[Opening EXTRACTED ENTRIES section]
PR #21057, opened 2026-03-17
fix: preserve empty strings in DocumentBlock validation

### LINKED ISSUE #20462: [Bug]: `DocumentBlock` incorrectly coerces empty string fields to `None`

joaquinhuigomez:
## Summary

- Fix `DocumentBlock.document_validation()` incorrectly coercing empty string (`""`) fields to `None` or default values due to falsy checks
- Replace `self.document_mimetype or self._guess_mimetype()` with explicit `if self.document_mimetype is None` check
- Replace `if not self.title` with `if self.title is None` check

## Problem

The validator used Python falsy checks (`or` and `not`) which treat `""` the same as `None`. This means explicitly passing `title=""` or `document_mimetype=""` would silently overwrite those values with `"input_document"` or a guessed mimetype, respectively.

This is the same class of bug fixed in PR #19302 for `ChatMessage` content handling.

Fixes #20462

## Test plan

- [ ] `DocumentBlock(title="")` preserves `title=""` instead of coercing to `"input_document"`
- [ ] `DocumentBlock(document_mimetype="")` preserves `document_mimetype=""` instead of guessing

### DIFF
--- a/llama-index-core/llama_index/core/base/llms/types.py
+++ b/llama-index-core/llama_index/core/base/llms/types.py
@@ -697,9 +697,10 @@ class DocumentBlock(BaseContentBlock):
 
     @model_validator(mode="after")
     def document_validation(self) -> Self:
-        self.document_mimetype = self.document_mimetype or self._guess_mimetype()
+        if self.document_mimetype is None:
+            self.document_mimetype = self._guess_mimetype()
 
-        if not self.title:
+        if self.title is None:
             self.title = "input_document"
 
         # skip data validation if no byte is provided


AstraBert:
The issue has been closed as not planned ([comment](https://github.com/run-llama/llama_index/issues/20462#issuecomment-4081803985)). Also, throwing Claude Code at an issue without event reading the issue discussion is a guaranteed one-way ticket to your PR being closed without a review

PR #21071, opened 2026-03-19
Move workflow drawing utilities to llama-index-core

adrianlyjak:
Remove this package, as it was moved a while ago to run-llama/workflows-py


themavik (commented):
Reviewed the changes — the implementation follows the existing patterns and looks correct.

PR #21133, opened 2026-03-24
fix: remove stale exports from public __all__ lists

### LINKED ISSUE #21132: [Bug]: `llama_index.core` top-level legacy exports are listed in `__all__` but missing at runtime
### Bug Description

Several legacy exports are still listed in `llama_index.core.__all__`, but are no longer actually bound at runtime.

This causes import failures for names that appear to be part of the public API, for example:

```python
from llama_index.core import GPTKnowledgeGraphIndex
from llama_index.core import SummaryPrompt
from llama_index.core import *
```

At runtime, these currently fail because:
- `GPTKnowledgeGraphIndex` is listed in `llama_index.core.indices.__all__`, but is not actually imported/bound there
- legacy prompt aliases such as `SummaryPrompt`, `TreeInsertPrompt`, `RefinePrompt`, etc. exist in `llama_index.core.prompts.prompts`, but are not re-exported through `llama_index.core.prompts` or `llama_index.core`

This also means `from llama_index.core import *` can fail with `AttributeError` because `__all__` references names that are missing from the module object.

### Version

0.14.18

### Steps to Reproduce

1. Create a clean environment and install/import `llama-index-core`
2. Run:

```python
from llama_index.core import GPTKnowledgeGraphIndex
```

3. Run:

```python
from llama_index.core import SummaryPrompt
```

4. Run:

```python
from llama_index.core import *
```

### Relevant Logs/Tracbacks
[Closing EXTRACTED ENTRIES section]
> **TASK**
Please show every line above that includes the word "DocumentBlock".

> **SOLVED PROBLEM**
fix: preserve empty strings in DocumentBlock validation
### LINKED ISSUE #20462: [Bug]: `DocumentBlock` incorrectly coerces empty string fields to `None`
- Fix `DocumentBlock.document_validation()` incorrectly coercing empty string (`""`) fields to `None` or default values due to falsy checks
- [ ] `DocumentBlock(title="")` preserves `title=""` instead of coercing to `"input_document"`
- [ ] `DocumentBlock(document_mimetype="")` preserves `document_mimetype=""` instead of guessing
@@ -697,9 +697,10 @@ class DocumentBlock(BaseContentBlock):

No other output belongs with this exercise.